Seeing Double: Twins Combine Passion for Rehabilitation and Dance

Twin sisters Lindsey and Alison Schwartz share a combined love of dance and travel. They will have a chance to combine the two when they travel to the Immortelle Centre for Special Education in Trinidad to provide rehabilitation services and dance classes to students with special needs. Lindsey, a physical therapy (PT) student, and Alison, an occupational therapy (OT) student, are participating in an inter-professional clinical placement that will allow the sisters to work side by side, helping the patients enhance their coordination and physical function. Hosted by the University of Toronto’s International Centre for Disability and Rehabilitation (ICDR), this internship provides physical and occupational therapy students with a unique opportunity to gain clinical experience, while expanding their understanding of disability and rehabilitation within a global context. Writer Alyson Musial sat down with Lindsey and Alison to discuss their upcoming journey.

Lindsey and Alison Schwartz in Runyon Canyon, Los Angeles
 

What inspired your interests in rehabilitation?

L: We both grew up as competitive dancers, and visited physical therapists throughout our dance careers. Our mom is an occupational therapist, so rehabilitation was always a topic discussed in our home. In high school and university, we volunteered at the Hospital for Sick Children. We worked on different units, sparking our individual interests. When we both got accepted at University of Toronto, we were so happy and knew it was the right choice.

A: Studying rehabilitation in parallel with Lindsey is really helpful. As we progress in our programs, we discuss what we are learning, which lets us think with a more interdisciplinary mind. When faced with an OT challenge, I often find myself analyzing from both a PT and OT perspective. I think, “How would Lindsey approach this, and how can I use that different analysis to enhance my OT approach”.

 

What drew you to the ICDR-Trinidad internship?
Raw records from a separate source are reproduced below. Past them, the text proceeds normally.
PR #2231, opened 2022-12-25
Fix apostrophe in printed output

asashour:
I should be better to use ' instead of `, to match the closing one.


jhasse:
This was done intentionally to match Make's output exactly.

PR #2236, opened 2023-01-14
Replace virtual with override everywhere

orgads:


jhasse:
Thanks for the PR. We don't want to do such hole repo cleanups though. We'd rather want to use override for new code but leave everything else untouched to e.g. retain Git line history.

PR #2237, opened 2023-01-14
Use inline member initialization and default for ctor/dtors

orgads:


jhasse:
Thanks, but we don't want to modernize the existing code right now.

orgads:
Why not?

jhasse:
Why would we? Any code change can be a regression and increases Git line history. So the question is never "why not?" but always "why?".

src/status.h
```diff
@@ -88,7 +88,7 @@ struct StatusPrinter : Status {
   }
 
   struct SlidingRateInfo {
-    SlidingRateInfo(int n) : rate_(-1), N(n), last_update_(-1) {}
```
orgads, line 91: `rate` here is initialized with int, while it's a double.

orgads (commented):
Found 1 missing initialization, and one with an implicit cast.

orgads:
> > Prevents missed initializations
> 
> Theoretically or did you actually find one? This should be covered by unit tests + valgrind anyway.

Yes, I found one. That was my initiative for this change.

> Big con btw:
> 
> * Values are moved from cc to h so changes result in bigger recompiles.

Init values are hardly ever changed, so this shouldn't have any impact in real-life scenarios.

> Most of the changes to Ninja are bugfixes for real world issues where I (or the Owners) care.

Does anybody else maintain this project? You're the only one I find here.

PR #2239, opened 2023-01-15
Support newlines and carriage returns in variable bindings

Colecf:
This PR adds a new escape sequence, $|, to represent a newline in a ninja variable binding. In addition, it also allows carriage returns in variable bindings, which previously gave a lexing error.

It's reasonably common for build systems to want to write out files during the build. The easiest way to do that with ninja would be to make a rule that has an rspfile with the desired content, and then moves the rspfile to the destination location. However, currently, the rspfile can't contain newlines, and thus some form of escaping needs to be done, and the rspfile will need to be copied, doing the unescaping during the copy, instead of moved. This hurts build performance. An alternative implementation would be to use echo commands to write the file, but that can also have slight performance penalties due to needing to split up long command lines into multiple echo commands, and merge the resulting files afterwards. Using echo commands also requires more sophisticated shell escaping than just ninja escaping.

After this PR, it's possible to use any byte except for a null (0) byte in a variable binding. Newlines and dollars must be escaped.

### DIFF
--- a/doc/manual.asciidoc
+++ b/doc/manual.asciidoc
@@ -831,6 +831,9 @@ paths, where a space would otherwise separate filenames.  See below.)
 `$:` :: a colon.  (This is only necessary in `build` lines, where a colon
 would otherwise terminate the list of outputs.)
 
+`$|`:: a newline.  (This becomes a literal newline in the variable
+assignment.)
+
 `$$`:: a literal `$`.
 
 A `build` or `default` statement is first parsed as a space-separated
--- a/doc/manual.asciidoc
+++ b/doc/manual.asciidoc
@@ -813,7 +813,11 @@ Comments begin with `#` and extend to the end of the line.
 
 Newlines are significant.  Statements like `build foo bar` are a set
 of space-separated tokens that end at the newline.  Newlines and
-spaces within a token must be escaped.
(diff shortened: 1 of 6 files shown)


doc/manual.asciidoc
```diff
@@ -821,6 +821,9 @@ behaviors:
 `$` followed by a newline:: escape the newline (continue the current line
 across a line break).
 
+`$|`:: a newline. Can be used to put literal newlines into ninja variables
```
lamontj, line 828: I think this belongs between `$:` and `$$` below, rather than here.  To be consistent with the other escapes, maybe something like:

`$|`:: a newline.  (This becomes a literal newline in the variable assignment.)

lamontj, line 828: I think this belongs between `$:` and `$$` below, rather than here. To be consistent with the other escapes, maybe something like:

```
`$|`:: a newline. (This becomes a literal newline in the variable assignment.)
```

Colecf: Done

lamontj (approved):
LGTM

jhasse:
Sorry I forgot about this and merged #2606 now. Does that cover your use-cases?

PR #2240, opened 2023-01-17
Increment ninja_log version

Jwata:
The timestamp format changed in https://github.com/ninja-build/ninja/pull/1219 without incrementing the log version number.

This mismatch caused a bug in Chromium that Ninja mis-recognizes some targets fresh, and skips them unexpectedly. 
https://crbug.com/1406628 

Changes 
- Increment `kCurrentVersion`
- Increment `kOldestSupportedVersion` as the current format is not compatible with the version 5.
- Fix `bulid_log_test.cc`

### DIFF
--- a/src/build_log.cc
+++ b/src/build_log.cc
@@ -344,14 +344,9 @@ LoadStatus BuildLog::Load(const string& path, string* err) {
     entry->start_time = start_time;
     entry->end_time = end_time;
     entry->mtime = mtime;
-    if (log_version >= 5) {
-      char c = *end; *end = '\0';
-      entry->command_hash = (uint64_t)strtoull(start, NULL, 16);
-      *end = c;
-    } else {
-      entry->command_hash = LogEntry::HashCommand(StringPiece(start,
-                                                              end - start));
-    }
+    char c = *end; *end = '\0';
+    entry->command_hash = (uint64_t)strtoull(start, NULL, 16);
+    *end = c;
   }
   fclose(file);
 
--- a/src/build_log.cc
+++ b/src/build_log.cc
@@ -279,11 +279,16 @@ LoadStatus BuildLog::Load(const string& path, string* err) {
     if (!log_version) {
       sscanf(line_start, kFileSignature, &log_version);
 
-      if (log_version < kOldestSupportedVersion ||
-          log_version > kCurrentVersion) {
-        *err =
-            ("build log version invalid, perhaps due to being too old or "
-             "too new; starting over");
+      bool invalid_log_version = false;
+      if (log_version < kOldestSupportedVersion) {
+        invalid_log_version = true;
+        *err = "build log version is too old; starting over";
+
+      } else if (log_version > kCurrentVersion) {
+        invalid_log_version = true;
+        *err = "build log version is too new; starting over";
+      }
+      if (invalid_log_version) {
         fclose(file);
         unlink(path.c_str());
         // Don't report this as a failure.  An empty build log will cause
--- a/src/build_log.cc
+++ b/src/build_log.cc
@@ -279,9 +279,11 @@ LoadStatus BuildLog::Load(const string& path, string* err) {
     if (!log_version) {
       sscanf(line_start, kFileSignature, &log_version);
 
-      if (log_version < kOldestSupportedVersion) {
-        *err = ("build log version invalid, perhaps due to being too old; "
-                "starting over");
+      if (log_version < kOldestSupportedVersion ||
+          log_version > kCurrentVersion) {
+        *err =
+            ("build log version invalid, perhaps due to being too old or "
+             "too new; starting over");
         fclose(file);
         unlink(path.c_str());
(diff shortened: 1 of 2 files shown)


jhasse:
oh not good. Isn't this already too late though? Hires timestamps were introduced in 1.9.0.

Jwata:
Chromium had been using v1.8 until last month...

So some developers may build against an old revision with v1.8.
If that happens, their build dir get corrupted, and it would be difficult to debug.

jhasse:
@atetubou @digit-google @nico Can one of you share your thoughts on this?

digit-google:
I think this change is fine. I.e. looking at the code, my understanding of the various formats being used is that:

- Format 4 used a 32-bit restat low-resolution decimal, written as a decimal, and copied the build command as-is in each log entry.

- Format 5 changed the entry format by storing a 64-bit hexadecimal hash for the command instead.

- The change in #1219 changed to a 64-bit high-resolution restat decimal timestamp. Also there is no code left to convert an old 32-bit low-resolution timestamp into the corresponding 64-bit high-resolution value, so bumping the minimum kOldestSupportedVersion value here to 6 seems to be necessary.

Wondering what will happen if an older version of Ninja is being invoked with a build log in format 6 (which could happen when performing an incremental build after checking out an older Chromium source revision, for example while bisecting)?

It looks like the old code will consider that the format is valid (i.e. build_log.cc only checks for `log_version < kOldestSupportedVersion`), and will likely read invalid timestamps with atol(), the worse that can happen is rebuilding too many things iiuc, which seems acceptable here.

This change might be an opportunity to remove the special code branch to deal with format 4 on build_log.cc:352 though since it will now be dead.

Jwata:
> Wondering what will happen if an older version of Ninja is being invoked with a build log in format 6 (which could happen when performing an incremental build after checking out an older Chromium source revision, for example while bisecting)?
> It looks like the old code will consider that the format is valid (i.e. build_log.cc only checks for log_version < kOldestSupportedVersion), and will likely read invalid timestamps with atol(), the worse that can happen is rebuilding too many things iiuc, which seems acceptable here.

I think this case happened to us, and caused an incident. 
The situation was worse than rebuilding too many things. It skipped build steps unexpectedly maybe because the timestamps made Ninja to recognize some files as updated. 

I realized that this PR doesn't prevent this case. 
But at least, using a different ninja log version in the latest Ninja helps people debug this type of issue when happened.

> This change might be an opportunity to remove the special code branch to deal with format 4 on build_log.cc:352 though since it will now be dead.

Removed the code.

digit-google:
> I think this case happened to us, and caused an incident. The situation was worse than rebuilding too many things. It skipped build steps unexpectedly maybe because the timestamps made Ninja to recognize some files as updated.
> 
Oh, this is pretty bad :-(

> I realized that this PR doesn't prevent this case. But at least, using a different ninja log version in the latest Ninja helps people debug this type of issue when happened.
> 
This PR cannot fix the issue which is in the older Ninja source base, but we may want to update the current one to avoid it in the future. I am thinking about changing the checks in build_log.cc:282 from:

```
      if (log_version < kOldestSupportedVersion) {
        *err = ("build log version invalid, perhaps due to being too old; "
                "starting over");
         ...
      }
```

To something like:

```
      if (log_version < kOldestSupportedVersion || log_version > kCurrentVersion) {
        *err = ("build log version invalid, perhaps due to being too old or too new; "
                "starting over");
         ...
      }
```

Wdyt?

> > This change might be an opportunity to remove the special code branch to deal with format 4 on build_log.cc:352 though since it will now be dead.
> 
> Removed the code.

Thanks!

Jwata:
> To something like:
>       if (log_version < kOldestSupportedVersion || log_version > kCurrentVersion) {
>        *err = ("build log version invalid, perhaps due to being too old or too new; "
>                "starting over");
>         ...
>      }
> Wdyt?

Sounds good. Done.

atetubou (approved):
This looks good to me.

src/build_log.cc
```diff
@@ -279,9 +279,11 @@ LoadStatus BuildLog::Load(const string& path, string* err) {
...
       sscanf(line_start, kFileSignature, &log_version);
 
-      if (log_version < kOldestSupportedVersion) {
-        *err = ("build log version invalid, perhaps due to being too old; "
-                "starting over");
+      if (log_version < kOldestSupportedVersion ||
+          log_version > kCurrentVersion) {
+        *err =
+            ("build log version invalid, perhaps due to being too old or "
+             "too new; starting over");
```
jhasse, line 286: Can you turn this into two error messages? One for too old and one for too new.

Jwata: I updated it. PTAL.

digit-google:
ping, the latest version looks fine to me, can we submit this?

Jwata:
I don't have a permission to submit.
Can anybody do that?

digit-google:
That would be @jhasse I believe, when he has the time.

A: I was attracted to the internship because the Immortelle Centre for Special Education has a long affiliation with University of Toronto, spanning over 15 years. ICDR-Trinidad is a team of faculty, clinicians and students at U of T, and they helped us speak with students who went in years past; everyone had such positive things to say, we knew we needed to pursue this opportunity. It also allows PTs and OTs to work together, which doesn’t always happen in clinical internships. 

L: Ali and I both have an interest in working with children when we graduate, so it seemed like a great fit. Also, international placements aren’t as common for PTs, so I jumped at the chance to broaden my horizons. This placement offers a lot of independent and collaborative work, which will allow us to build our critical thinking and planning skills, as well as our clinical confidence.

 

Tell us about the new dance program you will be organizing for the students.

A: We have always wanted to combine our passions for dance and rehabilitation.  Lindsey and I thought the clinical internship offered by ICDR-Trinidad would be a great chance to develop a program that lets children experience the therapeutic aspects of dance. We have been told that the students at Immortelle love to dance and move, and that dance is a big part of their culture.

L: I think dancing with the students will also help us build a trusting relationship with them. The program will take place during their school day, and our goal is to plan a performance for their Christmas show, giving the students something to progress towards. We want them to experience the joy of dance.

A: In the future, Lindsey and I would like to create a rehabilitation-focused dance program for kids with special needs, so this opportunity is a perfect start. We can’t wait! 

Twin sisters Lindsey and Alison Schwartz share a combined love of dance and travel. They will have a chance to combine the two when they travel to the Immortelle Centre for Special Education in Trinidad to provide rehabilitation services and dance classes to students with special needs. Lindsey, a physical therapy (PT) student, and Alison, an occupational therapy (OT) student, are participating in an inter-professional clinical placement that will allow the sisters to work side by side, helping the patients enhance their coordination and physical function. Hosted by the University of Toronto’s International Centre for Disability and Rehabilitation (ICDR), this internship provides physical and occupational therapy students with a unique opportunity to gain clinical experience, while expanding their understanding of disability and rehabilitation within a global context. Writer Alyson Musial sat down with Lindsey and Alison to discuss their upcoming journey.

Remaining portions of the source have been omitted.